MATERIAL FOR THE TASK -
PR #1089, opened 2021-09-12
Revert 'NumPy' spelling to 'Numpy' in code only.

jpivarski:


agoose77:
Hey Jim, what's the motivation for this? Are many relying on these APIs?

jpivarski:
As it turns out, there are. Technically, we shouldn't have changed this spelling without a deprecation cycle because it's not a hidden (underscored) interface, so the fact that Coffea was using it (see IRIS-HEP Slack #coffea) is legitimate.

Since there haven't been little releases since 1.4.0, this change comes as a "big bang" to them. The motivation for the breaking change ("change spelling to be the way the NumPy team capitalizes for `nplike` singletons but not NumpyArray, NumpyForm, and NumpyType") was not strong enough to cause that pain: they'd have to update Coffea and put in a version dependence, and then we don't know how many data analyses also access `nplike` directly (I didn't _expect_ them to...).

If there's some pain point in the other direction: someone (you?) have code that relies on the "NumPy" spelling, then we can expose both spellings in this PR. But since the "NumPy" spelling was never in any non-RC release, it seems safe to me to not introduce such duplication.

I've disabled auto-merge for now, but if there's no problem, I'll reenable it.

lgray:
Not so much a big bang to coffea in particular - names can be fixed. The major problem is that if this change in capitalization were introduced it would break all previous versions of coffea currently in "production" (i.e. actively used in analysis). That would be Very Bad. 

If you'd really like this spelling change I'm completely for doing it, we just have to be mindful of the analysts (including ourselves) when rolling it out.

jpivarski:
The appropriate way to roll it out would be to have both spellings for a while and anything that uses the old spelling should get warnings with a deadline for when it would be removed.

But the main thing is that the motivation for changing it wasn't very strong—for something even as painful as a deprecation cycle (better than a sudden breaking change!), someone would have to be asking for it. That wasn't the case: @henryiii added a spell-checker, I thought it was a good idea, and I saw that it made all the "NumPy" spellings consistent. Then I decided to extend that consistency to the `nplike` singletons, which I had in my mind as "internal," even though they don't start with an underscore. Nobody asked for this change, and it's even arguable that it shouldn't happen because we never considered changing NumpyArray, NumpyForm, and NumpyType. It is especially true that NumpyArray is part of the public API (for developers of downstream libraries), even though it's not the recommended data analyst user interface.

So I'll merge this and make an RC2 release. We still have time before the final release to expose both spellings, if there's any reason for it, but I don't think there is.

HOW TO COMPLETE THIS TASK - Please quote every record above exactly as it appears.

ANSWER TO THE EXERCISE -
PR #1089, opened 2021-09-12
Revert 'NumPy' spelling to 'Numpy' in code only.

jpivarski:


agoose77:
Hey Jim, what's the motivation for this? Are many relying on these APIs?

jpivarski:
As it turns out, there are. Technically, we shouldn't have changed this spelling without a deprecation cycle because it's not a hidden (underscored) interface, so the fact that Coffea was using it (see IRIS-HEP Slack #coffea) is legitimate.

Since there haven't been little releases since 1.4.0, this change comes as a "big bang" to them. The motivation for the breaking change ("change spelling to be the way the NumPy team capitalizes for `nplike` singletons but not NumpyArray, NumpyForm, and NumpyType") was not strong enough to cause that pain: they'd have to update Coffea and put in a version dependence, and then we don't know how many data analyses also access `nplike` directly (I didn't _expect_ them to...).

If there's some pain point in the other direction: someone (you?) have code that relies on the "NumPy" spelling, then we can expose both spellings in this PR. But since the "NumPy" spelling was never in any non-RC release, it seems safe to me to not introduce such duplication.

I've disabled auto-merge for now, but if there's no problem, I'll reenable it.

lgray:
Not so much a big bang to coffea in particular - names can be fixed. The major problem is that if this change in capitalization were introduced it would break all previous versions of coffea currently in "production" (i.e. actively used in analysis). That would be Very Bad. 

If you'd really like this spelling change I'm completely for doing it, we just have to be mindful of the analysts (including ourselves) when rolling it out.

jpivarski:
The appropriate way to roll it out would be to have both spellings for a while and anything that uses the old spelling should get warnings with a deadline for when it would be removed.

But the main thing is that the motivation for changing it wasn't very strong—for something even as painful as a deprecation cycle (better than a sudden breaking change!), someone would have to be asking for it. That wasn't the case: @henryiii added a spell-checker, I thought it was a good idea, and I saw that it made all the "NumPy" spellings consistent. Then I decided to extend that consistency to the `nplike` singletons, which I had in my mind as "internal," even though they don't start with an underscore. Nobody asked for this change, and it's even arguable that it shouldn't happen because we never considered changing NumpyArray, NumpyForm, and NumpyType. It is especially true that NumpyArray is part of the public API (for developers of downstream libraries), even though it's not the recommended data analyst user interface.

So I'll merge this and make an RC2 release. We still have time before the final release to expose both spellings, if there's any reason for it, but I don't think there is.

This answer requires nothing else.